Five Years Down

Five years ago today, Patrick and I got married, It was around 11ish, and extremely too hot to be outside making seemingly life altering decisions. Thirty chairs had been rented, but roughly 20 people showed up to watch us make this commitment, Gary Virgin had overslept (never forget). One set of Frisbee golfers were the only other people in this public park. I don’t know what everyone who showed up was thinking at the time, but they easily could have thought that we didn’t know each other long enough or that there was no way we would last. I definitely would not blame them if they had those thoughts, the actual odds and percentages are against marriage and commitment in general. Not to get mushy gushy but that day was a extremely great day in my life, in fact, it was the best day. Upon reminiscing today I realized that 19 year old me, didn’t know what was actually needed to have a successful marriage, all I knew was I loved a man named Patrick and wanted to do whatever it took to spend as much time as possible with him. Basically, I just really didn’t know what that meant, love, I knew how I felt and I wanted to act.
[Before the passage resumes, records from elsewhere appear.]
PR #344, opened 2017-11-22
Cleanup the Backbone section's README

Hamled:
## Description
* Took out the "old order" section because we don't need to have it alongside the new stuff.
* Also took out the week 2 section, we should add it back with whatever PR actually updates those curriculum items, or when the schedule is determined.

**NOTE**: Chris' updates (#341) for advanced models & collections curriculum also updates `README.md`, so we should get that PR merged in first and then I can fix any resulting conflicts for this PR afterwards.

## Todos
- [ ] Consider whether we should really be breaking the curriculum items into specific days... we've been burned by making our organization info too schedule-specific before.

### DIFF
--- a/11-Backbonejs/README.md
+++ b/11-Backbonejs/README.md
@@ -15,9 +15,3 @@
 
 ### Wednesday
 1. Advanced Model stuff (TODO DPR)
-
-### Week 2
-1. Views
-1. Custom Events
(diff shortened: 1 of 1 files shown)


Hamled:
Closing this because the work here was already done in b64e7bf.

PR #346, opened 2017-11-23
Backbone Models curriculum cleanup

Hamled:
## Description
I reworded the instructions for how to do `import` statements with our project baseline, because we do not need to do relative paths when importing from within the `src/` directory.

Also changed `let` to `const` in code snippets and made some minor grammar changes.


droberts-ada:
I tried using relative paths without './' with the webpack setup and wasn't able to get it to work. It could be I'm misremembering, or that I forked too early and missed some critical piece of infrastructure.

Have you tried this in the live code repo to confirm it will work?

droberts-ada:
Also, if we're updating code here we'll want to go back and update all the branches in the live code to match. My branching strategy was pretty silly (basically, build the whole finished thing and then remove pieces), so this might be a giant pain.

droberts-ada:
OK, it appears Chris made changes to the baseline (particularly fixing the search path for loading files) after I forked. I will go back and make sure everything is in sync.

PR #357, opened 2018-01-05
Initial React

kariabancroft:
## Description
Overall initial concepts and structures for the first few React lectures. I feel pretty good about the order of the lectures, but still want to flesh things out a bit more. I think we have enough here for a first basic project, but would potentially like confirmation on that.

## Todos
- [x] Do a better job with the context for the "creating components" lecture - give more structure on what/why we're adding another component
- [x] Cleanup some "additional resources" and "key takeaways sections"
- [x] Add a separate "practical application" of state vs props lecture which extends the concepts and applies them to the basic hello world application that we've been creating/modifying

Not as part of this bundle of lectures but future topics will include:
- Eventing
- Data validation using propTypes
- API integration
- Forms
- Router

## Feedback Requested
- Does the overall order initially look good? 
- Do I have any huge gaps or errors in existing examples?
- More diagram opportunities?


droberts-ada:
[React Curriculum](https://trello.com/c/75yiTyDM/755-react-curriculum)

React/creating-components.md
```diff
@@ -0,0 +1,79 @@
...
+
+Each component will be a small, reusable piece of code that manages their own **content, presentation and behavior**. 
+
+### Overview
+It is important to understand what is happening currently within the React application so we can model the same pattern with a custom component. Right now, our React application renders the `App` component from the `index.js` file and puts it in the DOM element where the ID is "root". Normally, this is only done **once** in a React application, so we are going to leave this code alone as we build on.
+
+Next, our `App` component contains a render function will which render a `header` and a `p` using JSX.
+
+The powerful thing about React is that **any component can render any other component**. That is, we can (and should) **nest our components** within one another to create the most effective React application design.
```
Hamled: We touch upon the idea of nesting components in a few spots in this textbook resource (including talking about it as the key takeaway), however I don't feel like it's really getting sufficient emphasis. Especially since the next activity asks them to break down a website into a hierarchy of nested components.

We should at the very least make it clear that nesting components isn't just a powerful aspect of React's design, but is a necessary structure for modelling a web page. Because web pages are about representing a physical space (a flat 2D plane, like a piece of paper), it is possible to consider every location/element within that space as being contained in one or more larger spaces -- much like a map of the US has states, and within them has counties, and cities, and streets, etc.

We could also make the comparison to HTML itself, which forces a hierarchical/nested structure in the language itself. Every element on the page in a React app is the result of a single component's `render()` function, and because elements in HTML are necessarily contained inside of other elements, our components must be nested in a way that reflects the same structure as the HTML.

React/creating-components.md
```diff
@@ -0,0 +1,79 @@
...
+
+### Context
+As we continue using this application, we are going to be creating a React application that manages our list of Ada students! We are going to use different components to handle different portions of our student listing.
```
Hamled: I know that you've already got a lot of curriculum content written for building a list/database of Ada students... but are there any other reasons we shouldn't stick with the books examples from the Rails curriculum?

React/creating-components.md
```diff
@@ -0,0 +1,79 @@
...
+1. Export the class at the bottom of the file. Note that whatever is exported here needs to match the name of the class created in the step above. This will allow us to import this component to use in other files.
+    ```JavaScript
+    export default Student;
+    ```
+
+1. **QUICK BREAK!** Check in with your seat squad to verify that they are at the same place in setting up their component file. Look at [the code](https://github.com/AdaGold/react-hello-world/blob/part-1/src/components/student.js) if you need to copy/paste to catch up.
+
+### Customize our Component
+
+With your seat squad, add some JSX elements to a `render()` function that you add to this new component. We can't fully test it out quite yet, but you can make sure that your React application compiles and does not show you any errors in the browser as confirmation of success. Feel free to hard-code some student data and HTML that you think might be relevant.
```
Hamled: I'm certainly curious to see how this turns out. Up until this point the students have had very little opportunity to try writing their own JSX or `render()` function...

Also, until they have an `import` line for the new Student component's file, React will not attempt to compile this file and won't give any errors if there are syntax issues. Should we briefly go over the terminal output from `npm start` (or the browser error display) and how to identify when there are compilation errors?

React/creating-components.md
```diff
@@ -0,0 +1,79 @@
...
+    import Student from './components/student';
+    ```
+
+1. Now we can render our `Student` component within our App component. Add `<Student />` to the existing render function in the App component. Note that the render function can only return one outermost element, so the new component must be **nested within** that outermost element.
+
+1. Verify! Run `npm start` to take a look at your application running in the browser and ensure that you see the elements you added to your student component.
+
+If you need to, take a look at this final version of [the code](https://github.com/AdaGold/react-hello-world/tree/part-2/src) to verify your work.
+
+** What have we accomplished so far?**
```
Hamled: This is not being rendered in bold, possibly due to the space before "What"?

React/exercises/identifying-components.md
```diff
@@ -0,0 +1,13 @@
+# Identifying Components
+In this exercise, we will go through a popular website and brainstorm how to break down the web application into components.
+
+To get you started, we've done an example of this using the MediaRanker application that you're already familiar with.
+
+![Media Ranker as Components](../images/media-ranker-components.png)
```
Hamled: This is pretty minor, but the image suggests that the Navigation component contains the MediaSplash component (and thus all other parts of the page except the logo). This doesn't seem like a normal React component setup.

React/creating-components.md
```diff
@@ -0,0 +1,79 @@
...
+1. Create a new file in this new folder called `student.js`
+
+1. In this new file, import the React and Component libraries:
+    ```javascript
+    import React, { Component } from 'react';
+    ```
+
+1. Create the class definition with the name of the component you want to create. Note that this does not need to match the file name.
+    ```javascript
+    class Student extends Component {
```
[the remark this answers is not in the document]
droberts-ada: I would probably not tell them that the component name and the file name don't have to match. As far as I'm concerned, they definitely _should_ match.

React/exercises/identifying-components.md
```diff
@@ -0,0 +1,13 @@
...
+
+Break into pairs and take a look at CraigsList. Identify the visual "components" the website is comprised of. We suggest using using your white board or paper to draw these out on your table! So something like this...
+
```
droberts-ada: Something like what?

React/creating-components.md
droberts-ada: It might be helpful to the global learners to include a link here to a completed version of the app, so that we know what we're working toward.

React/creating-components-2.md
```diff
@@ -0,0 +1,138 @@
...
+## Learning Goals
+- Continue nesting components within one another
+- Continue practice component creation and JSX syntax
+
+Next we are going to extend our application to support multiple students. Additionally, we are going to support components dynamically loading data.
+
+## Load data from `props`
+
+First, we want to use the Student component we already created, but we want to allow this to load data dynamically.
+
```
droberts-ada: I think this exercise would work well in the `props and state` lesson.

React/creating-components-2.md
```diff
@@ -0,0 +1,138 @@
...
+Once the prop names are **passed in** to the component, we can then use them within the component. That's where `this.props` comes in!
+
+## Setup to manage list of data
+One student is great and all, but ideally, we'd really be able to manage our whole list of students that we might need.
+
+We'll create a new component called `StudentCollection` that will live between the existing  `App` and `Student` components. This new component will manage the full list of students and then render the data for each student.
+
+Spend a few minutes now going back to the [creating components](creating-components.md) notes to see how to create the new component file with the basic class, imports and exports you need.
+
```
droberts-ada: I like that you call back to previous learning and make them do it on their own!

React/creating-components-2.md
```diff
@@ -0,0 +1,138 @@
...
+    this.state = {
+      students: [
+        {
+          name: "State Ada",
+          email: "state-ada@ada.co"
+        },
+        {
+          name: "Cool",
+          email: "cool@ada.co"
```
droberts-ada: I like the idea of changing the student names every time so they know for sure that they're getting the new version. However, naming a student "cool" feels a little silly. I think that's fine if you need to make up data on the spot, but in the official notes it's a distraction.

React/creating-components-2.md
```diff
@@ -0,0 +1,138 @@
...
+
+
+## Use `state` for data
+
+Set up a constructor in the `StudentCollection` component which will use a variable to create a state-managed collection of student information. Don't forget your call to `super();` which is always required in a component constructor!
+
+```javascript
+constructor() {
+    super();
+
```
droberts-ada: Could you add comments to the tops of these code blocks telling us which file we're currently in?

React/creating-components-2.md
```diff
@@ -0,0 +1,138 @@
...
+```
+
+Note that there are a few different ways to accomplish this same result. The approach we've taken here is to create a new variable _outside_ the `return` to construct the individual components. Then, within the return, we wrap the variable from above in a single `div` since we can only return one high-level element.
+
+Verify that you now see the data from the constructor in your browser. If you need to see what has gone wrong, take a look at [the code](https://github.com/AdaGold/react-hello-world/blob/part-5/src/components/student_collection.js).
+
+**Dive In:** Unpack the line with `return <Student...` with the person sitting next to you. Identify each piece of code on this line. Some questions to think about as you go through this activity:
+- What do you think the `studentComponents` variable looks like after this code executes?
+- How are `props` used within this code?
+- How does this code relate to the code within the `Student` component?
```
droberts-ada: I like this list of questions. Maybe add "what is being `return`ed, and where is it going?"

React/creating-components-2.md
```diff
@@ -0,0 +1,138 @@
...
+    <div className="student">
+    ...
+  );
+}
+```
+
+We don't want to add the class name onto each **component** that is rendered from the `StudentCollection` because that wouldn't go directly to the HTML. We should instead add it directly to the HTML **within** the component.
+
+You can see the final version of the code [here](https://github.com/AdaGold/react-hello-world/blob/part-6/src).)
+
```
droberts-ada: Dangling paren on line 132

React/creating-components-2.md
```diff
@@ -0,0 +1,138 @@
...
+## Some CSS
+We want our page to have a nice look & feel! Let's add some simple CSS.
+
+We can make use of the existing css file that comes from within our boilerplate React application. Let's add a new class in the `App.css` file for the student.
+
+```css
+.student {
+  padding: 10px;
+}
```
droberts-ada: Maybe make this something more visually distinctive, so that it's immediately obvious whether or not it worked. Something like:

```css
.student {
  width: 15em;
  border: 1px solid black;
  background-color: hsl(189, 100%, 89%);
  padding: 1em;
  margin: 1em;
}

.student-list {
  display: flex;
  justify-content: flex-start;
  flex-wrap: wrap;
}
```

(you would have to put the `.student-list` class on a div wrapping all the students but not the `<h3>` in the collection)

React/lifecycle-methods.md
```diff
@@ -0,0 +1,82 @@
+# Lifecycle Methods
+
+## Learning Goals
+- Learn about the three phases: mount, update and unmount
```
droberts-ada: I like this lesson. Looks like this will be followed by talking about APIs the same day, right? I think that's important for giving them a reason to care.

React/component-design.md
```diff
@@ -0,0 +1,40 @@
...
+
+These are used to simplify a component when it's only purpose is to render HTML or other nested components. The definition of these components use a simplified arrow-function syntax since they don't need to be a fully functional `class` like other components.
+
+```JavaScript
+const MyFunctionalComponent = (props) => {
+  return <h1>This is just a header with this name: {props.name}</h1>;
+}
+```
+
+Notice in the above example we can still pass in props into this component, but we access that variable directly from the parameter passed in, rather than through `this.props` like we would with a class-based React component.
```
droberts-ada: Can you have them immediately apply this to the livecode? Maybe the `<Student>` component, unless some other yet-to-be-written lecture makes it stateful.

React/component-design.md
```diff
@@ -0,0 +1,40 @@
...
+
+## Container Components with Presentational Components
+This design pattern provides us with a common way to organize components within one another. Container components will manage the creation and data sent to presentation components. Presentation components will be solely responsible for displaying data, and not for managing state within themselves. Because of this, these presentation components are often the same as functional stateless components.
+
+One way that this pattern can come about in our React applications, is by using the **container** component to manage **state**, and having two (child) **presentation** components, one which manages **data input and modification** and another which manages the **presentation of this data**.
+
+![stateful components using stateless components](images/stateful-stateless-components.png)
```
droberts-ada: I like the diagram, but I think they're going to need an immediate application in the livecode or they will just not care about this.

React/creating-components.md
kariabancroft: Yes - they are _definitely_ sick of the books examples after Rails

React/props-state.md
```diff
@@ -0,0 +1,99 @@
...
+Here is a helpful chart to assist you in determining whether data belongs in `props` or `state`. For any line item that has "Yes" for both, it means you need to make that decision based on the context of the problem you are trying to solve.
+
+ ?     | props     | state
+ :------------- | :------------- |:-------------
+Can get initial value from parent component?       | Yes   | Yes
+Can be changed by parent component? | Yes | No
+Can change inside component? | No | Yes
+Can set initial value for a child component? | Yes | Yes
+Can change in a child component? | Yes | No
+
```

Of course I knew 1Corinthians 13:4-7 Love is patient and kind. Love is not jealous or boastful or proud or rude. It does not demand its own way. It is not irritable, and it keeps no record of being wronged. It does not rejoice about injustice but rejoices whenever the truth wins out. Love never gives up, never loses faith, is always hopeful, and endures through every circumstance.,but never really experienced all of the very real aspects of love, have to truly act out of love fully and continually. Now after five years I definitely say I have, Patrick has had to show me that love while seeing me at both my best and worst, while I have had to act in that love toward him. So no I don’t know now all of the secrets to making a marriage last, but I do know now that no matter what anyone says, if you and your partner truly love each other and put in the effort, in a full biblically defined way than you will have a really good shot at making your marriage/ relationship last. Or to put it in Bright Eyes lyrics “I would rather be working for a paycheck than waiting to win the lottery.” There is no formula, It requires effort, but I will be worth it everyday that you act in love. Happy Five Years Patrick!